**Task statement**
Report each line of the entries below that has the word "widget" in it.

##########

PR #269, opened 2016-02-04
widget extra status line

AdrianLxM:
Add a setting that will also show the extra status line on the widget.
screenshot_2016-02-04-12-30-50

### DIFF
--- a/app/src/main/java/com/eveningoutpost/dexdrip/Home.java
+++ b/app/src/main/java/com/eveningoutpost/dexdrip/Home.java
@@ -279,7 +279,7 @@ public class Home extends ActivityWithMenu {
             notificationText.append("\nHIGH ALERTS CURRENTLY DISABLED");
         }
         if(prefs.getBoolean("extra_status_line", false)) {
-            extraStatusLineText.setText(extraStatusLine());
+            extraStatusLineText.setText(extraStatusLine(prefs));
             extraStatusLineText.setVisibility(View.VISIBLE);
         } else {
             extraStatusLineText.setText("");
@@ -425,7 +425,7 @@ public class Home extends ActivityWithMenu {
     }
 
     @NonNull
-    private String extraStatusLine() {
+    public static String extraStatusLine(SharedPreferences prefs) {
         StringBuilder extraline = new StringBuilder();
         Calibration lastCalibration = Calibration.last();
         if (prefs.getBoolean("status_line_calibration_long", true) && lastCalibration != null){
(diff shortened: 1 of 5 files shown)


app/src/main/java/com/eveningoutpost/dexdrip/Home.java
```diff
@@ -425,7 +425,7 @@ private void displayCurrentInfo() {
     }
 
     @NonNull
-    private String extraStatusLine() {
+    public static String extraStatusLine(SharedPreferences prefs) {
```
tzachi-dar, line 427: Please rename this variable (perfs).
Otherwise, we will have two variables one class member and one local with the same name.

By the way, it might be good to rename the class member to perfs_ and live it as is.

AdrianLxM, line 427: One is an instance/member variable the other one a parameter of a static function. No clash there.
But still: Android style would be calling the member `mPreferences`. And we could really use a bit more readable code. I'll change that tomorrow.

AdrianLxM, line 427: I renamed the member.

tzachi-dar:
Strange thing, I don't see this data. My widget is also smaller than the one that you are using.
By the way, playing with the UI it seems that this will only work on the widget if it is also on the main screen. Is this by design?

AdrianLxM:
If you have the widget smaller it will be cut off (like the minutes ago is cut off). If you make the widget bigger, it should be visible.

And yes, that's how It si programmed: the widget will just show the status line, if the general status line switch is switched on. It can easily be changed but with the drawback that there won't be a general status line switch anymore that will grey out the elements in the settings if switched off. I have no preference.

tzachi-dar:
OK, played with it, looks nice.
Only one question left: do we want the status line on the middle of screen, or maybe try to put it on the bottom of widget or top of it?
In any case this looks good to me.

AdrianLxM:
I like it where it is, but tastes are different. And "below the minutes ago line" seemed practical to me.
I guess where it is now it is less likely to get cut off on smaller widgets - and we cannot predict how big the user will have the widget - so we have to do it dynamically I guess (and still make sure it won't get drawn on top of the other text elements?). And the size can be different for different Home-screens and Lock-Screens on the same device.
If you find a quick solution (or the time for a not so quick one) feel free to change the layout.

tzachi-dar:
Let's commit it as is, and once I'll have time I'll see how I can change
that.

Thanks
Tzachi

##########

**Task output**
widget extra status line
Add a setting that will also show the extra status line on the widget.
Strange thing, I don't see this data. My widget is also smaller than the one that you are using.
By the way, playing with the UI it seems that this will only work on the widget if it is also on the main screen. Is this by design?
If you have the widget smaller it will be cut off (like the minutes ago is cut off). If you make the widget bigger, it should be visible.
And yes, that's how It si programmed: the widget will just show the status line, if the general status line switch is switched on. It can easily be changed but with the drawback that there won't be a general status line switch anymore that will grey out the elements in the settings if switched off. I have no preference.
Only one question left: do we want the status line on the middle of screen, or maybe try to put it on the bottom of widget or top of it?
I guess where it is now it is less likely to get cut off on smaller widgets - and we cannot predict how big the user will have the widget - so we have to do it dynamically I guess (and still make sure it won't get drawn on top of the other text elements?). And the size can be different for different Home-screens and Lock-Screens on the same device.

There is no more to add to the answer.